Notes and troubleshooting tips
- After developing calibration equations I would estimate the cost of NIRS analyses for bulk samples at $10 per sample. In other words, this requires someone to scan a sample, predict its composition and then prepare a report. Developing calibrations are far more expensive and depend on the type of sample preparation and the cost of the analyses. For example, in Australia in 2010 a nitrogen analysis on bulk samples costs roughly $20 per sample whereas finding someone to analyse a sample for amino acids is far more difficult and typical quotes are more than $150 per sample. The higher the cost of the chemical analysis, the greater the potential saving with NIRS.
- Many people in all types of industries use NIRS. Thus, there are some excellent fora on its use.
Literature references
Ecological application of NIRS:
Cunningham, S.A., Floyd, R.B., 2004. Leaf compositional differences predict variation in Hypsipyla robusta damage to Toona ciliata in field trials. Canadian Journal of Forest Research-Revue Canadienne De Recherche Forestiere 34: 642-648.
Foley WJ, McIlwee AP, Lawler IR, Aragones L, Woolnough AP and Berding N (1998). Ecological applications of near-infrared spectroscopy – a tool for rapid, cost-effective prediction of the composition of plant and animal tissues and aspects of animal performance. Oecologia 116: 293-305.
Wallis, I.R., Foley, W.J., 2003. Independent validation of near-infrared reflectance spectroscopy as an estimator of potential food intake of Eucalyptus foliage for folivorous marsupials. Aust. J. Zool. 51: 1-4.

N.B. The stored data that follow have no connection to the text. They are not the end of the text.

PR #3800, opened 2026-07-28
fix: data race on server shutdown + de-flake cron/file-token unit tests

### LINKED ISSUE #3762: Data race in httpServer.run/Shutdown on s.srv (Test_Shutdown flaky under -race)
Discovered while running CI on #3761. These are pre-existing framework issues, unrelated to that PR (they reproduce on `development`).

## Symptom

`PKG Unit Testing` intermittently fails under the `-race` detector:

- `--- FAIL: Test_Shutdown` — `WARNING: DATA RACE`
- (related, same job) `panic: Fail in goroutine after TestCronTab_AddJob has completed` — a goroutine outliving its test in the cron package

Non-deterministic across Go versions in the same run (e.g. v1.25 passed while v1.24/v1.26 failed).

## Root cause — `Test_Shutdown` race

`httpServer.run()` **writes** `s.srv` from the serve goroutine:

```go
// pkg/gofr/http_server.go:68
s.srv = &http.Server{ ... }
```

while `httpServer.Shutdown()` **reads** `s.srv` from the caller goroutine:

```go
// pkg/gofr/http_server.go:96
func (s *httpServer) Shutdown(ctx context.Context) error {
    if s.srv == nil { // <-- race read
        return nil
    }
    return ShutdownWithContext(ctx, func(ctx context.Context) error {
        return s.srv.Shutdown(ctx) // <-- and here
    }, ...)
}
```

There is no synchronization between the goroutine that starts the server (`App.startHTTPServer` → `s.run()`) and the one that calls `App.Shutdown()`. `Test_Shutdown` calls `app.Run()` in a goroutine and then immediately `app.Shutdown()`, so the two race on `s.srv`. The recently merged `perf/logging-http-allocations` (#3758) likely shifted HTTP-path timing enough to surface this latent race more reliably on CI.

## Reproduce

```
go test ./pkg/gofr/ -run "Test_Shutdown$" -short -race -count=1
```

Fails on `origin/development` (and on any branch), independent of #3761.

## Proposed fix

- Guard `s.srv` with a mutex, or assign `s.srv` **before** launching the serve goroutine so the field is set on the caller goroutine and only the blocking `ListenAndServe()` runs concurrently. The same protection then covers the `Shutdown` read path.
- Separately, fix `TestCronTab_AddJob` so its background goroutine cannot call `t.Fail` after the test has returned (bounded wait / stop signal on the cron ticker in the test).

## Scope

Framework-core; should be fixed on `development` in its own PR (not folded into feature PR #3761).

### LINKED ISSUE #3799: Flaky unit tests: TestCronTab_AddJob panics in goroutine after completion; FileTokenAuth refresh-log tests are time-dependent
### Description

Two unit tests are flaky and fail only intermittently — under the full-package run / loaded CI runner, not in isolation. Both surfaced together in a `PKG Unit Testing` job.

#### 1. `TestCronTab_AddJob` — `panic: Fail in goroutine after TestCronTab_AddJob has completed` (`pkg/gofr`)

`NewCron` starts a per-second ticker goroutine (`pkg/gofr/cron.go`) that `TestCronTab_AddJob` never stops. The test registers a `* * * * *` job (`"test-job"`, fires at second 0 of every minute) but only sets the *registration* mock expectations (`NewHistogram`/`NewCounter`), not the *runtime* ones (`IncrementCounter`/`RecordHistogram`).

The leaked goroutine outlives the test. When the package run crosses a wall-clock minute boundary (observed: `Starting cron job: test-job` logged at `…:33:00.000`), the job runs, calls the mock with the unexpected runtime metric calls, and gomock invokes `t.Fatalf` on the already-finished test's controller → panic in a goroutine, which fails the whole package binary.

Abbreviated stack:

```
panic: Fail in goroutine after TestCronTab_AddJob has completed
  testing.(*common).Fatalf
  go.uber.org/mock/gomock.(*Controller).Call
  gofr.dev/pkg/gofr/container.(*MockMetrics).RecordHistogram   mock_metrics.go:135
  gofr.dev/pkg/gofr.(*job).run.func1                           cron.go:128
  gofr.dev/pkg/gofr.(*Crontab).runScheduled                    cron.go:107
```

#### 2. `TestFileTokenAuthConfig_RefreshFailureLogsWarning` (and the sibling `…_ObservableInjectionViaNewHTTPService`) — `"" does not contain "failed to refresh token"` (`pkg/gofr/service`)

The assertion depends on the background refresh goroutine firing at least one *failing* tick (after the token file is removed) within a fixed `time.Sleep`, then checking captured stdout once. `testutil.StdoutOutputForFunc` only returns output after the function returns, so the test cannot poll — it sleeps a fixed interval and hopes the goroutine was scheduled. Under a loaded runner the goroutine can be starved, so zero warnings are written before capture ends and the assertion sees empty output.

### Steps to Reproduce

Both pass in isolation; the cron panic needs the package run to cross a minute boundary and the service test needs runner load, so they are intermittent. Structurally:

- Cron: `NewCron` leaks a ticker goroutine that is never stopped in `TestCronTab_AddJob`.
- Service: time-based assertion on a background goroutine via a fixed sleep + one-shot capture.

### Expected Behaviour

Both tests pass deterministically regardless of wall-clock timing or runner load.

### Proposed Fix

- Cron: `defer c.Stop()` in every test that constructs a `Crontab` via `NewCron`, plus `AnyTimes()` runtime-metric expectations in `TestCronTab_AddJob` as a safety net.
- Service: capture stdout concurrently and wait with `assert.Eventually(... , 2s, 10ms)` until the warning is actually observed, instead of a fixed sleep.

### Environment

- Framework version: `development`
- Go: 1.24 / 1.25 / 1.26 (observed on 1.26)

akshat-kumar-singhal:
## Description

Fixes flaky `PKG Unit Testing` failures on `development`: a **data race** on server shutdown plus two time-dependent tests. All reproduce only under the full-package run / `-race` / loaded CI runner, not in isolation.

## 1. Data race on `srv` in server shutdown — `Fixes #3762`

`httpServer.run()` **wrote** `s.srv` on the serve goroutine while `App.Shutdown()` **read** it on the caller goroutine, with no synchronization — `Test_Shutdown` failed intermittently under `-race`. The identical write-in-`Run` / read-in-`Shutdown` pattern existed in `metricServer` and `mcpServer` (both surfaced once the httpServer read was fixed).

**Fix:** guard `srv` with a `sync.Mutex` in each server. The lock is held only around the assignment (in `Run`) and the read (in `Shutdown`), **never** across the blocking `ListenAndServe` / `srv.Shutdown`; `Run` serves on a local copy published under the lock.

- `pkg/gofr/http_server.go`
- `pkg/gofr/metrics_server.go`
- `pkg/gofr/mcp.go`

**Scope — this closes the `-race`-visible memory hazard only.** It does *not* fix the separate ordering bug where a signal arriving before the server assigns `srv` makes `Shutdown` see `srv == nil`, report success, and let the listener come up afterwards (the nil check carries no happens-before edge, and `-race` can't see it). That, plus the analogous cron `Stop()`-without-job-join, is tracked in **#3801**. Also out of scope and pre-existing on `development`: a race on `grpcServer.server` (different field, created at registration with a `Fatalf` path) and a `pkg/gofr/websocket` race.

### `TestCronTab_AddJob` — `panic: Fail in goroutine after TestCronTab_AddJob has completed` (`pkg/gofr`)

`NewCron` starts a per-second ticker goroutine the test never stopped. Its `* * * * *` job (`"test-job"`) only had *registration* mock expectations. The leaked goroutine outlived the test and, when the run crossed a wall-clock minute boundary (`Starting cron job: test-job` at `…:33:00.000`), fired the job → unexpected `IncrementCounter`/`RecordHistogram` on the mock → gomock called `t.Fatalf` on the finished test → panic.

**Fix:** `defer c.Stop()` in every test that builds a `Crontab` via `NewCron`, plus `AnyTimes()` runtime-metric expectations in `AddJob`. Note `Stop()` only halts future ticks — it cannot join an already-dispatched `go j.run(...)`, so `AnyTimes()` is load-bearing here, not merely defensive; deterministic joining needs the context-aware `Stop()` tracked in #3801.

### `TestFileTokenAuthConfig_RefreshFailureLogsWarning` / `…_ObservableInjectionViaNewHTTPService` (`pkg/gofr/service`)

Asserted a background refresh-failure warning after a fixed `time.Sleep` and a one-shot stdout read (`testutil.StdoutOutputForFunc` only returns after the func exits, so the test could not poll). Under load the refresh goroutine could be starved → empty output → `"" does not contain "failed to refresh token"`.

**Fix:** a small concurrent `stdoutCapture` helper drains stdout in the background so the test can `assert.Eventually(... contains "failed to refresh token", 2s, 10ms)` — bounded-wait instead of a heuristic sleep. The "cached token remains available across failed refreshes" assertion is retained.

## Verification

- `Test_Shutdown` — pass, `-race -count=15` (was flaky/red before)
- `TestCronTab*` — pass, `-count=5`
- `TestFileTokenAuthConfig_RefreshFailureLogsWarning` + `…_ObservableInjectionViaNewHTTPService` — pass, `-race -count=15`
- `go build` + `go vet ./pkg/gofr/ ./pkg/gofr/service/` + `golangci-lint` — clean

### DIFF
--- a/pkg/gofr/cron_test.go
+++ b/pkg/gofr/cron_test.go
@@ -214,7 +214,16 @@ func TestCronTab_AddJob(t *testing.T) {
 	mocks.Metrics.EXPECT().NewCounter("app_cron_job_success", gomock.Any()).AnyTimes()
 	mocks.Metrics.EXPECT().NewCounter("app_cron_job_failures", gomock.Any()).AnyTimes()
 
+	// The "* * * * *" job fires at second 0 of every minute. If the package run
+	// crosses a minute boundary while the ticker goroutine is alive, the job runs
+	// and records runtime metrics, so allow those calls any number of times.
+	mocks.Metrics.EXPECT().IncrementCounter(gomock.Any(), gomock.Any(), gomock.Any(), gomock.Any()).AnyTimes()
+	mocks.Metrics.EXPECT().RecordHistogram(gomock.Any(), gomock.Any(), gomock.Any(), gomock.Any(), gomock.Any()).AnyTimes()
+
 	c := NewCron(mockContainer)
+	// Stop the background ticker so a leaked goroutine cannot fire "test-job"
+	// after the test completes and panic via t.Fatalf on the mock controller.
+	defer c.Stop()
 
 	for _, tc := range testCases {
 		err := c.AddJob(tc.schedule, "test-job", fn)
@@ -253,6 +262,7 @@ func TestCronTab_runScheduled(t *testing.T) {
 	mocks.Metrics.EXPECT().RecordHistogram(gomock.Any(), "app_cron_job_duration", gomock.Any(), "job", "test-job").Times(1)
 
 	c := NewCron(mockContainer)
+	defer c.Stop()
 
 	// Populate the job array for cron table
 	c.jobs = []*job{j}
@@ -700,6 +710,7 @@ func TestCronTab_runScheduled_Panic(t *testing.T) {
 				var c *Crontab
 				if tc.expectMetricsCalls {
 					c = NewCron(cntnr)
+					defer c.Stop()
 					c.jobs = []*job{j}
 				} else {
 					c = &Crontab{
--- a/pkg/gofr/cron_test.go
+++ b/pkg/gofr/cron_test.go
@@ -214,15 +214,19 @@ func TestCronTab_AddJob(t *testing.T) {
 	mocks.Metrics.EXPECT().NewCounter("app_cron_job_success", gomock.Any()).AnyTimes()
 	mocks.Metrics.EXPECT().NewCounter("app_cron_job_failures", gomock.Any()).AnyTimes()
 
-	// The "* * * * *" job fires at second 0 of every minute. If the package run
-	// crosses a minute boundary while the ticker goroutine is alive, the job runs
-	// and records runtime metrics, so allow those calls any number of times.
+	// These AnyTimes() runtime expectations are load-bearing, not merely
+	// defensive: Stop() below halts only *future* ticks, it does not join a job
+	// goroutine that a tick already dispatched (Crontab fires `go j.run(...)` with
+	// no WaitGroup). The "* * * * *" job fires at second 0 of every minute, so a
+	// job dispatched just before Stop can still call the metrics mock after the
+	// test returns; without these expectations that call is gomock's
+	// t.Fatalf-on-finished-test -> panic. `defer c.Stop()` narrows the window but
+	// cannot close it — deterministic joining needs a framework change to Stop
+	// (tracked in gofr-dev/gofr#3801). Do not remove these believing Stop covers it.
 	mocks.Metrics.EXPECT().IncrementCounter(gomock.Any(), gomock.Any(), gomock.Any(), gomock.Any()).AnyTimes()
 	mocks.Metrics.EXPECT().RecordHistogram(gomock.Any(), gomock.Any(), gomock.Any(), gomock.Any(), gomock.Any()).AnyTimes()
 
 	c := NewCron(mockContainer)
-	// Stop the background ticker so a leaked goroutine cannot fire "test-job"
-	// after the test completes and panic via t.Fatalf on the mock controller.
 	defer c.Stop()
 
 	for _, tc := range testCases {
--- a/pkg/gofr/http_server.go
+++ b/pkg/gofr/http_server.go
@@ -6,6 +6,7 @@ import (
 	"fmt"
 	"net/http"
 	"os"
+	"sync"
 	"time"
 
 	"gofr.dev/pkg/gofr/container"
@@ -18,6 +19,7 @@ type httpServer struct {
 	router      *gofrHTTP.Router
 	port        int
 	ws          *websocket.Manager
+	srvMu       sync.Mutex // guards srv, which run() writes on the serve goroutine and Shutdown() reads on the caller goroutine
 	srv         *http.Server
 	certFile    string
 	keyFile     string
@@ -58,18 +60,27 @@ func (s *httpServer) run(c *container.Container) {
 		middleware.WSHandlerUpgrade(c, s.ws),
 	)
 
+	s.srvMu.Lock()
+
 	if s.srv != nil {
+		s.srvMu.Unlock()
 		c.Logf("Server already running on port: %d", s.port)
+
 		return
 	}
 
 	c.Logf("Starting server on port: %d", s.port)
 
-	s.srv = &http.Server{
+	// Assign under the lock, then operate on the local copy so the blocking
+	// ListenAndServe call below never holds it. Shutdown reads srv under the
+	// same lock, so the two goroutines no longer race on the field.
+	srv := &http.Server{
 		Addr:              fmt.Sprintf(":%d", s.port),
 		Handler:           s.router,
 		ReadHeaderTimeout: 5 * time.Second,
 	}
+	s.srv = srv
+	s.srvMu.Unlock()
 
 	// If both certFile and keyFile are provided, validate and run HTTPS server
 	if s.certFile != "" && s.keyFile != "" {
@@ -79,7 +90,7 @@ func (s *httpServer) run(c *container.Container) {
 		}
 
 		// Start HTTPS server with TLS
-		if err := s.srv.ListenAndServeTLS(s.certFile, s.keyFile); err != nil && !errors.Is(err, http.ErrServerClosed) {
+		if err := srv.ListenAndServeTLS(s.certFile, s.keyFile); err != nil && !errors.Is(err, http.ErrServerClosed) {
 			c.Errorf("error while listening to https server, err: %v", err)
 		}
 
@@ -87,24 +98,24 @@ func (s *httpServer) run(c *container.Container) {
 	}
 
 	// If no certFile/keyFile is provided, run the HTTP server
-	if err := s.srv.ListenAndServe(); err != nil && !errors.Is(err, http.ErrServerClosed) {
+	if err := srv.ListenAndServe(); err != nil && !errors.Is(err, http.ErrServerClosed) {
 		c.Errorf("error while listening to http server, err: %v", err)
 	}
 }
 
 func (s *httpServer) Shutdown(ctx context.Context) error {
-	if s.srv == nil {
+	s.srvMu.Lock()
+	srv := s.srv
+	s.srvMu.Unlock()
+
+	if srv == nil {
 		return nil
 	}
 
 	return ShutdownWithContext(ctx, func(ctx context.Context) error {
-		return s.srv.Shutdown(ctx)
+		return srv.Shutdown(ctx)
 	}, func() error {
-		if err := s.srv.Close(); err != nil {
-			return err
-		}
-
-		return nil
+		return srv.Close()
 	})
 }
 
--- a/pkg/gofr/mcp.go
+++ b/pkg/gofr/mcp.go
@@ -6,6 +6,7 @@ import (
 	"fmt"
 	"net/http"
 	"strconv"
+	"sync"
 	"time"
 
 	"gofr.dev/pkg/gofr/ai/mcp"
@@ -74,6 +75,7 @@ func (a *App) mcpPort() (int, bool) {
 type mcpServer struct {
 	port    int
 	handler http.Handler
+	srvMu   sync.Mutex // guards srv, written by Run on the serve goroutine and read by Shutdown on the caller goroutine
 	srv     *http.Server
 }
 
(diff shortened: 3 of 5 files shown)


aryanmehrotra (commented):
Reviewed this end-to-end and re-ran everything locally. The fix is correct and every claim in the description holds up:

| Claim | Result |
| --- | --- |
| `Test_Shutdown` race gone | 6 races on `development` → **0** on this branch (`-race -count=15`) |
| `TestCronTab*` stable | pass, `-count=5` |
| `TestFileTokenAuthConfig*` stable | pass, `-race -count=15` |

The lock scope is right — held only around the assign and the read, never across `ListenAndServe` or `srv.Shutdown` — and it's applied consistently across all three servers.

```text
BEFORE                                          AFTER
  serve goroutine      caller goroutine           serve goroutine      caller goroutine
       |                     |                         |                     |
  s.srv = &http.Server  if s.srv == nil           srvMu.Lock()          srvMu.Lock()
       |  ^ WRITE            |  ^ READ            s.srv = srv  --HB-->  srv := s.srv
       +--+---- same word ---+--+                 srvMu.Unlock()        srvMu.Unlock()
          no synchronisation                           |
        DATA RACE  (-race flags it)              srv.ListenAndServe()
                                                  (lock NOT held across the block)
                                                        no data race
```

Two things I'd like your read on before this goes in.

---

## 1. The mutex makes `srv` memory-safe, but the shutdown can still be lost

`run.go` starts the shutdown handler *before* the servers:

```go
a.startShutdownHandler(ctx, timeout)   // goroutine parks on <-ctx.Done()
a.startTelemetryIfEnabled()
a.startAllServers(ctx)                 // servers assign srv in here
```

So a signal arriving in that window is observed by a `Shutdown()` that sees `srv == nil`, reports success, and returns — after which `run()` goes on to serve:

```text
App.Run()
  |-- startShutdownHandler(ctx)  -->  [shutdown goroutine] waits <-ctx.Done()
  +-- startAllServers(ctx)       -->  [serve goroutine]

---------------------------- TIMELINE ---------------------------->
 t0  SIGTERM arrives
 t1  shutdown g:  Shutdown() -> lock -> srv == nil -> unlock
 t2                returns nil          <-- "success, nothing to stop"
 t3  serve g:     s.srv = srv           <-- assigns AFTER shutdown finished
 t4               srv.ListenAndServe()  <== SERVES FOREVER
 t5  wg.Wait() never returns  ->  process hangs until SIGKILL
```

I reproduced this against this branch — shutdown returns `nil`, then the listener comes up and stays up:

```
BUG: shutdown was requested and reported success,
     yet the server came up afterwards and is serving on port 53969
```

In practice this is a SIGTERM landing right after start — crashloop, fast rollout, failed readiness — where the pod ignores graceful shutdown and hangs until SIGKILL.

The root cause is that `srv` is doing two jobs: it's the server handle *and* the "has the server started?" flag. A nil check can't carry a happens-before edge, so the mutex fixes the read/write hazard without fixing the ordering. Worth noting `-race` can't see this one at all — the race detector was the only thing pointing here, and this change quiets it.

A `started chan struct{}` (or a `WaitGroup`) that `Shutdown` waits on would turn "not started yet" into "wait, then stop" instead of "nothing to do".

**This is pre-existing on `development` and I don't think it should block the PR** — this is a strict improvement either way. But the description says it fixes the shutdown race, and this is the half that actually reaches users, so I'd rather we decide deliberately: extend scope here, or land and file a follow-up.

## 2. In the cron test, `AnyTimes()` is doing the work, not `defer c.Stop()`

The comment frames `AnyTimes()` as a safety net behind `defer c.Stop()`. It's the other way round — `Stop()` stops future ticks but never joins a job that was already dispatched:

```go
func (c *Crontab) Stop() {
	c.once.Do(func() {
		c.ticker.Stop()
		close(c.done)
	})
}
```

```text
Stop()  -->  ticker.Stop() ; close(done)      <- only stops FUTURE ticks
                  |
                  |  a tick already dispatched is NOT joined:
                  v
runScheduled() -- go j.run(container) -->  [job goroutine]   (no WaitGroup)
                                                  |
                                    test returns -+
                                                  v
                              mock.IncrementCounter() after test ends
                              -> gomock t.Fatalf on finished test -> panic
```

`Crontab` holds `ticker`, `jobs`, `mu`, `done`, `once` — there's no `WaitGroup`, and `runScheduled` fires `go j.run(...)` without one. So `defer c.Stop()` narrows the window but doesn't close it, which makes the blanket `AnyTimes()` load-bearing rather than defensive. The cost is that `TestCronTab_AddJob` no longer asserts anything about cron metrics.

Either add a `WaitGroup` around the dispatch so `Stop()` genuinely joins, or reword the comment so nobody deletes the `AnyTimes()` later believing `Stop()` already covers it.

---

Both of these are the same shape, which is why I'd like to fix it once rather than twice: **a "stop" that establishes no happens-before edge with the thing it's stopping** — nil-check-as-started-signal in the servers, `Stop()`-without-join in cron.

## Things I liked

- The `t.Cleanup` ordering in `stdoutCapture` is subtly correct — cleanups run LIFO, so `cfg.Close()` fires before the pipe closes and the refresh goroutine can't write into a closed pipe. Easy to get wrong.
- `assert.Eventually` replacing the fixed `time.Sleep` is the right call — bounded wait instead of a heuristic.
- Calling out the gRPC and websocket races as explicitly out of scope rather than quietly skipping them. Both are real; I hit them in baseline runs too.

## Nits

- `TestFileTokenAuthConfig_RefreshFailureLogsWarning` drops the repeated `currentToken()` assertion (now a single check). Small coverage loss, easy to keep.
- Please strip the trailing generated-with footer from the PR description before merge — we keep merged history and PR bodies attributed to the human author.

akshat-kumar-singhal:
Thanks for the depth here — the timeline diagrams made both issues unambiguous. Decisions and changes below.

## 1. Lost shutdown — landing this as the memory-safety fix, tracking the ordering bug separately

Agreed on the diagnosis: the mutex closes the `-race`-visible read/write hazard but not the ordering, because `srv == nil` is doing double duty as the "started?" flag and a nil check carries no happens-before edge. I reproduced the same "shutdown returns nil, listener comes up afterwards" on this branch.

Deliberately **not** extending scope into it here, for two reasons:
- The fix reaches beyond `srv`: it needs a per-server `started` signal (that also has to cover *server never starts* — cert validation failure, blocked port — so `Shutdown` can't block forever), i.e. the `run.go` lifecycle, not just the three server files this PR touches.
- It's the same shape as the cron issue below, and you asked to fix it once — so folding half of it in here would be the worst of both.

Filed **#3801** covering both, and corrected this PR's description so it no longer claims to fix "the shutdown race" — it now says explicitly that it closes the memory hazard only, with the ordering bug pointing at #3801.

## 2. Cron `AnyTimes()` is load-bearing — you're right, and I did not add the join here

Correct that `Stop()` only halts future ticks and never joins an already-dispatched `go j.run(...)`, so `AnyTimes()` is what actually prevents the panic, not `defer c.Stop()`. Reworded the comment to say exactly that and to warn against deleting the expectations (48e3630).

I looked at adding the `WaitGroup` join and deliberately didn't, because `App.Shutdown(ctx)` calls `a.cron.Stop()` but `Stop()` takes **no context** — a naive `wg.Wait()` would let a hung/long-running cron job block shutdown past its timeout. So the real fix is `Stop(ctx)` + a bounded join wired through from `App.Shutdown`, which is exactly the context-aware design in #3801. Rather than narrow the test's assertions, I kept `AnyTimes()` and documented why.

## Nits

- Restored the "cached token remains available" assertion — now checked *after* repeated failed refreshes have run (strictly stronger than the original pre-failure check). (48e3630)
- Stripped the generated-with footer from the PR description.

Thanks for the callouts on the `t.Cleanup` LIFO ordering and the out-of-scope race labelling — and for independently hitting the gRPC/websocket races in baseline; those are logged for their own follow-ups.

aryanmehrotra (approved):
Approving. Re-verified everything on `48e3630`:

| Check | Result |
| --- | --- |
| `Test_Shutdown`, `-race -count=15` | 0 races (6 on `development`) |
| `TestCronTab*`, `-count=5` | pass |
| `TestFileTokenAuthConfig*`, `-race -count=15` | pass |
| `go vet` / `gofmt` on touched files | clean |
| CI | 14 pass, 2 skipping |

I also audited every access to `srv` across the three servers — all seven reads and writes are inside `srvMu`, the lock is never held across `ListenAndServe` or `srv.Shutdown`, and no test reaches the field directly. No fourth path was missed.

Both review points are resolved the right way:

- The scope correction on #1 is what I was after — this closes the `-race`-visible memory hazard, and the description now says exactly that instead of claiming the shutdown race generally, with #3801 carrying the ordering bug.
- On #2, the reworded comment now names `AnyTimes()` as load-bearing and warns against removing it, which is the part that would have bitten someone later.

Two things in your reply were better than what I suggested, and both went into #3801: that the `started` signal has to cover the *server never starts* case (cert validation failure, blocked port) or `Shutdown` blocks forever — my version would have deadlocked on a TLS misconfig — and that `Stop()` taking no context means a naive `wg.Wait()` would let a hung cron job block shutdown past its timeout, so the join has to be `Stop(ctx)` wired from `App.Shutdown`.

The restored `currentToken()` assertion is also stronger than what it replaced — checking the cached token survives *repeated* failed refreshes is the property the test was really claiming.

Good fix, and good follow-up issue.

Umang01-hash (approved):
Verified locally. Reproduced the race on `development` — `run()` writes `s.srv` while `Shutdown()` reads it (`-race` confirms), and it's gone at this head across 5 runs. The `srvMu` pattern (assign under lock, serve on a local copy) is applied uniformly to the http/mcp/metrics servers, and every access to the field is now under the lock. No exported-API change (all structs/fields unexported). De-flaked cron + file-token tests pass 10x under `-race`; the cron `AnyTimes()` + #3801 note is the right call. gofmt/vet/build clean.

One non-blocking note: the gRPC server (`grpc.go`) has the same class of race on `g.server` (still fires `-race` on both development and this branch). Out of scope for this PR — worth folding into the same pattern in a follow-up.

LGTM.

Givens DI, De Boever JL and Deaville ER (1997). The principles, practices and some future applications of near-infrared spectroscopy for predicting the nutritive value of foods for animals and humans. Nutrition Research Reports 10: 83-114.
On statistical procedures associated with measuring chemical composition using NIRS:
Anon (1995). Standard practices for infrared multivariate quantitative analysis (designation E1655-94). American Society for Testing and Materials, Washington DC
Shenk JS and Westerhaus MO (1991a). Population structuring of near-infrared spectra and modified partial least-squares regression. Crop Science 31: 1548-1555.
Shenk JS and Westerhaus MO (1991b). New standardization and calibration procedures for NIRS analytical systems. Crop Science 31: 1694-1696.
Shenk JS and Westerhaus MO (1993). Analysis of agriculture and food products by near-infrared reflectance spectroscopy. Infrasoft International, Port Matilda.
Additional:
AOAC – Association of Official Agricultural Chemists (The AOAC publishes a journal on official methods of chemical analysis)
Health, safety & hazardous waste disposal considerations
There are no special safety concerns with NIRS. However, like many activities involving sample manipulation one should be aware of the dangers of dust.